4.4 Modeling with Bayesian Optimization

def objective(space):
    model = RandomForestRegressor(
        n_estimators=space['n_estimators'], 
        bootstrap=space['bootstrap'], 
        max_depth=space['max_depth']
    )
    accuracy = cross_val_score(model, X_train, y_train, cv=5).mean()
    return {'loss': -accuracy, 'status': STATUS_OK }
param_grid = {
    'bootstrap': hp.choice('bootstrap',  [True, False]),
    'n_estimators': hp.choice('n_estimators', [100,110,120,130,140]),
    'max_depth': hp.quniform('max_depth', 10, 50, 10)
}
trials = Trials()
best = fmin(fn= objective,
            space= param_grid,
            algo= tpe.suggest,
            max_evals = 100,
            trials= trials)
best
100%|███████████████████████████████████████████| 100/100 [1:20:39<00:00, 48.39s/trial, best loss: 0.05966699243049871]
{'bootstrap': 0, 'max_depth': 10.0, 'n_estimators': 3}
btsp = {0:True, 1:False}
n_est = {0:100,1:110,2:120,3:130,4:140}
rf_bo = RandomForestRegressor(
    bootstrap=btsp[best['bootstrap']],
    max_depth = best['max_depth'],
    n_estimators=n_est[best['n_estimators']]
).fit(X_train, y_train)
rf_bo_pred = rf_bo.predict(X_test)
print(f"RMSE: {np.sqrt(mean_squared_error(y_test, rf_bo_pred)):.2f}\nR2 Score: {r2_score(y_test, rf_bo_pred):2f}")
RMSE: 107.42
R2 Score: -0.119587

5. Summary of Findings

  • By performing hyperparameter tuning, we have achieved a model that achieves optimal predictions
  • Compared to GridSearchCV and RandomizedSearchCV, Bayesian Optimization is a superior tuning approach that produces better results in less time.

6. Recommendations

  • More data need to be added.

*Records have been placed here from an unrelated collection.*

Issue #4587, opened 2023-11-07
Distributed Jmeter - Run load test from master pod if SLAVE_COUNT <= 1


jmorante-ks:
**Describe the enhancement you'd like to see**
Currently when SLAVES_COUNT is 1, the Distributed Jmeter is starting a slave pod and also the master node, which is a waste of resources. 

The test could be executed from master node when just one slave is requested

**Additional context**
Ideally we could combine Distributed Jmeter and Jmeter executors in one, and depending on SLAVES_COUNT value it could behave as standard jmeter (when SLAVES_COUNT <= 1 or undefined) or as distributed jmeter if SLAVES_COUNT > 1.

Issue #4589, opened 2023-11-07
Distributed Jmeter - Invalid test result when Jmeter fails to start


jmorante-ks:
**Describe the bug**
Testkube uses the exit code of the test process as the way to know if test failed or not.

Jmeter process returns exit 0 (succeed) when it fails to start. As a consequence the test is marked as "passed" while the test didn't run properly.

That could be considered as a limitation or a bug of Jmeter, but we need to find a way to resolve it for Testkube, otherwise it won't be possible to detect this kind of failures in Testkube.

**To Reproduce**
Configure a Jmeter test with an intentional bug that makes it crash, and you will be able to reproduce the issue.

**Expected behavior**
In case of startup or Jmeter internal error, the test should be marked as failed in Testkube.

**Screenshots**
Example:
![image](https://github.com/kubeshop/testkube/assets/142315352/d571acb5-1d59-444f-840f-6d67c1682a47)

 
**Additional context**
Example of this Jmeter known limitation in stackoverflow: https://stackoverflow.com/questions/49652379/jmeter-exit-code-in-bash-script-always-returns-0

PR #4704, opened 2023-11-29
feat: refactor jmeterd executor to add better testing and support for better exit status handling

dejanzele:
## Pull request description 

Refactor executor so components are easily testable.
Add more unit tests and integration tests.
Add support for handling the scenario when test has an error and JMeter returns 0 exit code
Support for running regular JMeter if SLAVES_COUNT is omitted or set to 0 or 1.

This should close https://github.com/kubeshop/testkube/issues/4587 and https://github.com/kubeshop/testkube/issues/4589

- [x] tested locally
- [ ] tested on cluster
- [ ] added new dependencies
- [x] updated the docs
- [x] added a test

## Breaking changes

-

## Changes

-

## Fixes

-


contrib/executor/jmeterd/pkg/parser/csvjtl.go
```diff
@@ -0,0 +1,80 @@
...
+				dict[header[i]] = record[i]
+			}
+			rows = append(rows, dict)
+		}
+	}
+	return rows, nil
+}
+
+func MapElementToResult(in map[string]string) CSVResult {
+	elapsed, _ := strconv.Atoi(in["elapsed"])
```
vsukhin, line 71: do we need to log error?

vsukhin (approved):
looks good, fix  unit tests

config/slave-pod-template.yml
```diff
@@ -3,11 +3,13 @@ kind: Pod
 metadata:
   name: "{{ .Name }}"
   namespace: {{ .Namespace }}
+  {{- if .JobUID }}
```
vsukhin, line 6: don't forget tto change it in helm-chart

contrib/executor/jmeterd/pkg/parser/csvjtl.go
dejanzele: Good question, we parse the JTL file here, it shouldn't ever error, unless JMeter changes it to something else in future versions which doesn't seem likely.
Even if it failed, I don't know should we fail the test, but might make sense to log the error at least

contrib/executor/jmeterd/pkg/runner/runner.go
```diff
@@ -148,146 +129,116 @@ func (r *JMeterDRunner) Run(ctx context.Context, execution testkube.Execution) (
...
 	entryPoint := getEntryPoint()
 	for i := range execution.Command {
 		if execution.Command[i] == "<entryPoint>" {
 			execution.Command[i] = entryPoint
+			break
 		}
 	}
 
+	d, _ := exec.Command("pwd").Output()
+	fmt.Println(string(d))
```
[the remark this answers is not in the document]
dejanzele: yep, I removed it

PR #4823, opened 2023-12-21
fix: put pre-run and post-run script files in the data volume

rangoo94:
## Pull request description 

* The pre-run and post-run scripts were put in the working directory, while it not necessarily was available as a volume.
  * Moved all of shell files into `DataDir`
  * Move command to separate file so initial `workingDir` will be persisted for post-run script
* Additionally, the failure of pre-run script is not blocking the rest of executing.
  * Added `set -e` to fail fast

- [ ] tested locally
- [ ] tested on cluster
- [ ] added new dependencies
- [ ] updated the docs
- [ ] added a test

## Breaking changes

-

## Changes

-

## Fixes

- testkube#4719

### DIFF
--- a/contrib/executor/init/pkg/runner/runner.go
+++ b/contrib/executor/init/pkg/runner/runner.go
@@ -4,6 +4,7 @@ import (
 	"context"
 	"os"
 	"path/filepath"
+	"strconv"
 	"strings"
 
 	"github.com/pkg/errors"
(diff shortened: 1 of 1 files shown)


nicufk (approved):

vLia (approved):

vLia:
For the failures just run `make docs`. The cloud commands with the missing files are marked as deprecated in the docs, and we will delete them together with the commands.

When we have more data, the model will be more accurate and this will minimize bias in prediction.
  • More features need to be added. In addition to the data we need more features about rental listings so that the data won't depend on minimal features during prediction

7. Challenging the Solution

  • The question was clear since we were required to perform hyperparameter tuning techniques to your most accurate model in an effort to achieve optimal predictions.
  • This was a right data but Major imporvements need to be added to the data, more features need to be added to make the model more accurate. Missing values needs to be addressed during data collection
  • To improve the solution, more data is needed to train the model to be as accurate as possible in the prediction.